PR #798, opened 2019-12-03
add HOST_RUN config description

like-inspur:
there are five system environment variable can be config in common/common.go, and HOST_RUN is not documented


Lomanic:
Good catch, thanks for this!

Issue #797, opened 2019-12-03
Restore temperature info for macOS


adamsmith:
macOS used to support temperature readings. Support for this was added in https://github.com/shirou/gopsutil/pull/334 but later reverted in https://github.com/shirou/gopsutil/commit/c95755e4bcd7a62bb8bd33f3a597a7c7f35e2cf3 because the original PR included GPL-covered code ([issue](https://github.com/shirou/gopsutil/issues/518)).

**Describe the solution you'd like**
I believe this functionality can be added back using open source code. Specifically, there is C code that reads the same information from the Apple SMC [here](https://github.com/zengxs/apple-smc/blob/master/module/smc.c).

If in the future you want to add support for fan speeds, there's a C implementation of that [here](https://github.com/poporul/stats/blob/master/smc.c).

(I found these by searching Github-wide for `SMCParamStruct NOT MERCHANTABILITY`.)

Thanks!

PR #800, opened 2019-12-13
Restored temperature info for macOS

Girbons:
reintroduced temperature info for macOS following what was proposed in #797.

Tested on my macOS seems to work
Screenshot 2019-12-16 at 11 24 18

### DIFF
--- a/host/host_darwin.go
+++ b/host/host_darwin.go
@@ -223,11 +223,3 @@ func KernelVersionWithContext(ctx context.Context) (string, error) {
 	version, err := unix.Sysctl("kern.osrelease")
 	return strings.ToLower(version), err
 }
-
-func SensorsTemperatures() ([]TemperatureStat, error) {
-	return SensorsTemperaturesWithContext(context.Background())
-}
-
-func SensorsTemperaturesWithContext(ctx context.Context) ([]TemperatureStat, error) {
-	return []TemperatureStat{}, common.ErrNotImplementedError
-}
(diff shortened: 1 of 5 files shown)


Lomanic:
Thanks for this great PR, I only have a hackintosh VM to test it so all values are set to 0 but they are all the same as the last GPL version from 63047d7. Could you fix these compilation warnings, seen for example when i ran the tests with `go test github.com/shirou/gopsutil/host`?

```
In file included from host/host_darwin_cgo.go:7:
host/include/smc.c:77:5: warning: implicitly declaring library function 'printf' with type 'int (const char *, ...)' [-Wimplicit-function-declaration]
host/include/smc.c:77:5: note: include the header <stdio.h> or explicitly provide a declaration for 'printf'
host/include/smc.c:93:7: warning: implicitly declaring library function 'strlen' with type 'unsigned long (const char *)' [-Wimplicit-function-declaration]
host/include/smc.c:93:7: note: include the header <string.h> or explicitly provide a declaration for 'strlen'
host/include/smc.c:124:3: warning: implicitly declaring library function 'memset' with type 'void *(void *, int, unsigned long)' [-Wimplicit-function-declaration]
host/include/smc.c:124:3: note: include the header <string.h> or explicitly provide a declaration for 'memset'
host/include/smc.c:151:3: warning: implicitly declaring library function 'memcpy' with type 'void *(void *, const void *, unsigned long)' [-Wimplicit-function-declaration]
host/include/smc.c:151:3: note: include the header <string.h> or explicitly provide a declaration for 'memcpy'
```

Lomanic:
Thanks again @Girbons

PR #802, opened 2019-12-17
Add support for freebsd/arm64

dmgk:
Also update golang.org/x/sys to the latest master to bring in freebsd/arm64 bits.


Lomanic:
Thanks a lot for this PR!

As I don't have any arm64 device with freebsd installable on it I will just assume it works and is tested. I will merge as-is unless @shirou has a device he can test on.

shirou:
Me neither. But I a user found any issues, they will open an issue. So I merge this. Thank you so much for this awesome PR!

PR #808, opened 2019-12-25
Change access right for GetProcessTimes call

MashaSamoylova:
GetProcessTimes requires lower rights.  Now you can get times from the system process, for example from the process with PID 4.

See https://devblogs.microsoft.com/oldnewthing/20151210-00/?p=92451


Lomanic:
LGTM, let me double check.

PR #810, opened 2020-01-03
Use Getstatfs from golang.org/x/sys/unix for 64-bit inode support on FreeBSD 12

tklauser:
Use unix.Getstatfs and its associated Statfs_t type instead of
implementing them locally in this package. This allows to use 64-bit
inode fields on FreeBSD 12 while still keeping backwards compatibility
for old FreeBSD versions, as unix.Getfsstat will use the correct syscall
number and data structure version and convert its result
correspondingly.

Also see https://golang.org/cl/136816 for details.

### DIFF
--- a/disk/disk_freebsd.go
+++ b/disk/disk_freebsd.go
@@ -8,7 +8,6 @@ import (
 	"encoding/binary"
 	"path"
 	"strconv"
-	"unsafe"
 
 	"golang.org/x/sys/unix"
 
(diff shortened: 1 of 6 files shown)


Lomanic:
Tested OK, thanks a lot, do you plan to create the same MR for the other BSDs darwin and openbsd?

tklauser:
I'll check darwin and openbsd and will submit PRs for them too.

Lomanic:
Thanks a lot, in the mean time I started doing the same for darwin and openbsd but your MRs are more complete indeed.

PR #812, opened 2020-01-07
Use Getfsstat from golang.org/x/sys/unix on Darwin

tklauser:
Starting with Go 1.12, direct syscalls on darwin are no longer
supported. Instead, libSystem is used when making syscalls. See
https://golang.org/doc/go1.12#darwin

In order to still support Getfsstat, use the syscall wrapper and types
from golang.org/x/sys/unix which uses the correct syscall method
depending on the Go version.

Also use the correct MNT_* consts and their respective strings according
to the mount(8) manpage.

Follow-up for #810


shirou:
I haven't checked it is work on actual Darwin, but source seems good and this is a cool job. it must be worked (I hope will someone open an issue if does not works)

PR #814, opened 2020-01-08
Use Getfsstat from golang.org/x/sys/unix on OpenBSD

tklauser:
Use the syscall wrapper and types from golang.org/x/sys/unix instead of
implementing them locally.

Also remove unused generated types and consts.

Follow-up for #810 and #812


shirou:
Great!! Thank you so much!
★ ★ ★ ★
Every line above with the string "implicitly" in it should be copied into the answer.

▶ [Solution to this exercise]:
host/include/smc.c:77:5: warning: implicitly declaring library function 'printf' with type 'int (const char *, ...)' [-Wimplicit-function-declaration]
host/include/smc.c:93:7: warning: implicitly declaring library function 'strlen' with type 'unsigned long (const char *)' [-Wimplicit-function-declaration]
host/include/smc.c:124:3: warning: implicitly declaring library function 'memset' with type 'void *(void *, int, unsigned long)' [-Wimplicit-function-declaration]
host/include/smc.c:151:3: warning: implicitly declaring library function 'memcpy' with type 'void *(void *, const void *, unsigned long)' [-Wimplicit-function-declaration]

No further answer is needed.